Shabazz Muhammad adjusting from go-to guy to part-time player
MINNEAPOLIS -- Spend a few moments engaging with or observing Shabazz Muhammad, and it's clear his basketball existence has morphed into one giant, desperate attempt to impress.
He's a bit more polished than the scrutiny-weary rookie the Timberwolves snagged 14th overall in this past summer's draft. The 6-foot-6 small forward's balancing confidence with humility -- "I'm getting better as a player," "you have to build your way up" -- in his interactions with the media.
And he hasn't played the game so much as he's attacked it through two weeks of training camp.
Even tough-to-please coach Rick Adelman acknowledges the motor with which his raw but athletic project wing performs.
"He plays hard," the head man said. "He competes, which is a good step."
Expecting to play a minimal role for the first time in his career, Muhammad has taken to centering his gaze on some finer, less-rewarding tasks he wasn't exactly known for during his one year of college. Almost everyone cued into preseason practice notes his offensive rebounding, and he hasn't had a choice but to focus on defense while matching up with veterans Kevin Martin and Corey Brewer during scrimmages.
He knew coming in that life in Minnesota would be drastically different than anything he experienced growing up in Las Vegas -- and that goes far beyond the winter weather up here.
Since his father began forming AAU teams around him, Muhammad has been the focal point of every team he's graced with his slashing skills and well-formulated jump shot -- until now.

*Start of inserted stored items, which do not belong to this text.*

PR #1823, opened 2017-05-22
add changepassword support to siac

DavidVorick:


siac/walletcmd.go
```diff
@@ -162,6 +169,9 @@ will be sent to your wallet.`,
 
 const askPasswordText = "We need to encrypt the new data using the current wallet password, please provide: "
 
+const newPasswordText = "Please provide the current password of the wallet: "
+const oldPasswordText = "Please provide the new password for the wallet: "
+
```
lukechampine: Surely "Current password" and "New password" are clear enough? Users are familiar with password rotation.

`askPasswordText` is a bit long-winded too, although that's a less familiar situation.

johnathanhowell: agreed, `Current password` and `New password` are definitely enough here.

johnathanhowell: Also, the wording on these is flipped.

johnathanhowell:
latest commits fixup the prompt messages (oldpassword and newpassword had swapped semantic meanings), fixes an unintended branch in `walletChangePasswordHandler`, and improves TestWalletChangePasswordDeep, verifying that passwords with spaces work correctly.

PR #1824, opened 2017-05-22
consensus: download and process blocks in parallel

starius:
Previous implementation did only one thing at a time: download blocks | process blocks. The new one downloads up to 1000 blocks in advance in order to reduce chances of blocking on network.


modules/consensus/synchronize.go
```diff
@@ -175,39 +176,72 @@ func (cs *ConsensusSet) managedReceiveBlocks(conn modules.PeerConn) (returnErr e
...
+			// Send blocks over the channel.
+			blocksChan <- newBlocks
+		}
+	}()
+
+	wg.Add(1)
+	go func() {
+		defer wg.Done()
+		func() {
+			for newBlocks := range blocksChan {
```
johnathanhowell: this needs to `select{}` on the blocksChan and `cs.tg.StopChan()`, in order for clean shutdown not to be blocked.

starius: Done. I added new changes as separate commits temporarily. I'll squash them afterwards.

Now it fails with the following error:
```
synchronize_ibd_test.go:71: could not solve block using limited hashing power
```

starius: Ah, I was testing with `go test` but Travis tests with `go test -v -race -tags='testing debug' -timeout=500s`. The later command succeeds here as well. So the "limited hashing power" issue is unrelated.

starius:
Squashed and rebased.

modules/consensus/synchronize.go
```diff
@@ -175,39 +176,82 @@ func (cs *ConsensusSet) managedReceiveBlocks(conn modules.PeerConn) (returnErr e
...
-			if acceptErr == modules.ErrNonExtendingBlock || acceptErr == modules.ErrBlockKnown {
-				acceptErr = nil
+			if err := encoding.ReadObject(conn, &moreAvailable, 1); err != nil {
+				downloadErr = err
+				return
 			}
-			if acceptErr != nil {
-				return acceptErr
+			// Send blocks over the channel.
+			blocksChan <- newBlocks
```
johnathanhowell: I think you may need to `select{}` for StopChan() here as well, to cover the (unlikely) case where `blocksChan` is full

starius: If `blocksChan` is full, then when `cs.tg.StopChan` is triggered, the precessing goroutine calls `atomic.StoreInt32(&processingFailed, 1)`, returns from the internal function and then reads all remaining items from the channel, so the downloading goroutine (that was blocked in `blocksChan <- newBlocks`) is unblocked, goes to the next iteration, detects that `processingFailed == 1` and quits.

modules/consensus/synchronize.go
```diff
@@ -175,39 +176,82 @@ func (cs *ConsensusSet) managedReceiveBlocks(conn modules.PeerConn) (returnErr e
...
-	for moreAvailable {
-		// Read a slice of blocks from the wire.
-		var newBlocks []types.Block
-		if err := encoding.ReadObject(conn, &newBlocks, uint64(MaxCatchUpBlocks)*types.BlockSizeLimit); err != nil {
-			return err
-		}
-		if err := encoding.ReadObject(conn, &moreAvailable, 1); err != nil {
-			return err
-		}
+	blocksChan := make(chan []types.Block, 1000)
```
DavidVorick: Max block size is 2mb, queuing 1000 blocks is not good. I think at best we could queue 100, but even that makes me uncomfortable. If you want to get fancier, we could track the size and then limit it to 50mb or somethin. And we could also add a settings endpoint to the consensus api to make the 50mb number configurable.

modules/consensus/synchronize.go
```diff
@@ -175,39 +176,82 @@ func (cs *ConsensusSet) managedReceiveBlocks(conn modules.PeerConn) (returnErr e
...
+					if !has {
+						return
+					}
+				}
+				// Integrate the blocks into the consensus set.
+				for _, block := range newBlocks {
+					stalled = false
+					// Call managedAcceptBlock instead of AcceptBlock so as not to broadcast
+					// every block.
+					acceptErr = cs.managedAcceptBlock(block)
```
DavidVorick: for the record, on HDDs there is basically a constant penalty of between 100ms and 250ms for every time we call  `managedAcceptBlock` because that's just the cost of the `bolt.Update` call that happens. We could make this a lot better by having it accept multiple blocks. Bolt is slow, some some of the larger blocks probably take more than 100ms anyway, but some of the smaller, earlier blocks probably only take like 10 or 20ms to process all by themselves, to be able to strip 100ms per block from those blocks would speed up IBD a lot.

DavidVorick: This is of course a completely different pr, I'm just pointing out places where speed can really be improved.

DavidVorick:
Overall I like this change, though I need to think more about how our rotating code (we rotate peers every 5 minutes or something) affects these changes.

Have you done a full ibd on an hdd to test the speedup? I'm guessing (b/c you did not address the primary bottleneck on hdd) that the speedup is a lot more impressive on an ssd and on a ramdisk than on an hdd. But more I want to make sure that the peer rotation code doesn't get stuck during ibd with these changes.

DavidVorick:
I think that the peer rotation code should be okay, actually.

starius:
> b/c you did not address the primary bottleneck on hdd

I did it but kept it for another PR.

> Have you done a full ibd on an hdd to test the speedup?

I did but can't find it now :-)
I'll redo it.

starius:
I tested this PR in GCP machines with 15G RAM and 4 CPU, located in us-west1-b. This PR has no or nagative effect of IBD time there:

hdd-before
real    621m3.500s
user    79m21.116s
sys     6m20.388s

hdd-after
real    627m11.598s
user    68m6.336s
sys     5m38.028s


ssd-before
real    232m40.071s
user    64m35.192s
sys     4m39.252s

ssh-after
real    242m59.424s
user    64m45.752s
sys     4m58.132s

We should test it on machines with worse network connection to see the benefit of the PR.

PR #1831, opened 2017-05-23
fix host contract count increasing on restart

johnathanhowell:
This fixes the bug where the host's `FinancialMetrics.ContractCount` would incorrectly increase after each restart. Diff and commits should be easy to follow.


modules/host/persist.go
```diff
@@ -172,26 +171,6 @@ func (h *Host) load() error {
 		return err
 	}
 
-	// Get the contract count by observing all of the incomplete storage
-	// obligations in the database.
-	err = h.db.View(func(tx *bolt.Tx) error {
```
johnathanhowell: we could also set `h.financialMetrics.ContractCount = 0` here instead of removing this database scan, not sure which is more correct.

lukechampine:
@DavidVorick, is anything blocking this from merge? LGTM

modules/host/persist.go
DavidVorick: The database scan was added because other accounting in the host is incorrect. I'd much prefer to keep this, and set h.financialMetrics.ContractCount to 0 at start.

The scan I think we'll be adding other features to. The whole host is a mess right now and I think we need to inject some sanity. Recalculating values at startup is going to be more reliable than keeping some state around and hoping it never corrupts.

At least temporarily anyway.

johnathanhowell:
Updated per @DavidVorick's suggestions. The database scan is still performed, but ContractCount is cleared before it happens.

api/hostdb_test.go
```diff
@@ -617,21 +618,25 @@ func TestHostDBAndRenterDownloadDynamicIPs(t *testing.T) {
...
+				return err
+			}
+			// Try downloading the file.
+			// Check that the download has the right contents.
+			download, err = ioutil.ReadFile(downpath)
+			if err != nil {
+				return err
+			}
+			if bytes.Compare(orig, download) != 0 {
+				return err
```
lukechampine: `err` could be nil here; need to return a new error. Also, use `bytes.Equal`

PR #1834, opened 2017-05-25
fix contractor.IsOffline

johnathanhowell:
Previously, the contractor's `IsOffline` method would report that contracts that did not exist in the contractor database were online.


lukechampine:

"Being a rookie, I mean, you don't expect to be 'the' guy anyway on the NBA level," said Muhammad, who scored 17.9 points per game for UCLA last year. "Being a rookie, and guys are already coming in with max contracts and stuff like that, so you have to build your way up in all things."
There's a lot of building needed for Muhammad after a high school and college career littered with controversy. It carried over into his offseason when he was kicked out of the NBA's Rookie Transition Program.
He's well behind Martin, Brewer and a healthy Chase Budinger in the Timberwolves' perimeter rotation, too.
So Muhammad's done his best to keep his head down and show off an aggressive approach, not unlike one of his stampeding drives to the rim.
"It comes down to your effort," Muhammad said, "and that's one thing I try to do is give it all on the court. That's something I have to really do to get the minutes I want to get this year."
His only substantial game appearance to date helped his cause.
In Minnesota's victory against Milwaukee last week in Sioux Falls, S.D., Muhammad played 20 minutes, 52 seconds and scored 11 points on 50 percent field-goal shooting. He vindicated the tales of his offensive rebounding prowess, pulling down three of them.
But he's more in line for spot duty this season. That hasn't gone as well.
In his first NBA action, the exhibition opener against CSKA Moscow, Muhammad picked up three personal fouls in six minutes. He didn't play at Toronto last week and saw the floor for just 3:45 this past Saturday.
His contract's guaranteed, so Adelman has bigger decisions to make than where and when to play Muhammad at the moment.
But he has paid him plenty of mind.
"He's got to learn how he can be effective in the game when he gets in the game or in scrimmages and everything else," Adelman said. "Not everybody's gonna be somebody that's a perfect player, and you've got to find out what your strengths, how you can be effective, and go about doing that, especially for a young guy."
Muhammad said he's adapted Adelman's corner offense well, calling it "intuitive." Defending at this level, he says, is just about sheer guts and want-to.
"I think I'm playing really aggressive with the offensive and defensive ends, especially on the glass, and really playing hard defense," said Muhammad, who has spent time at both shooting guard and small forward. "I think I'm putting myself in a position to get some playing time."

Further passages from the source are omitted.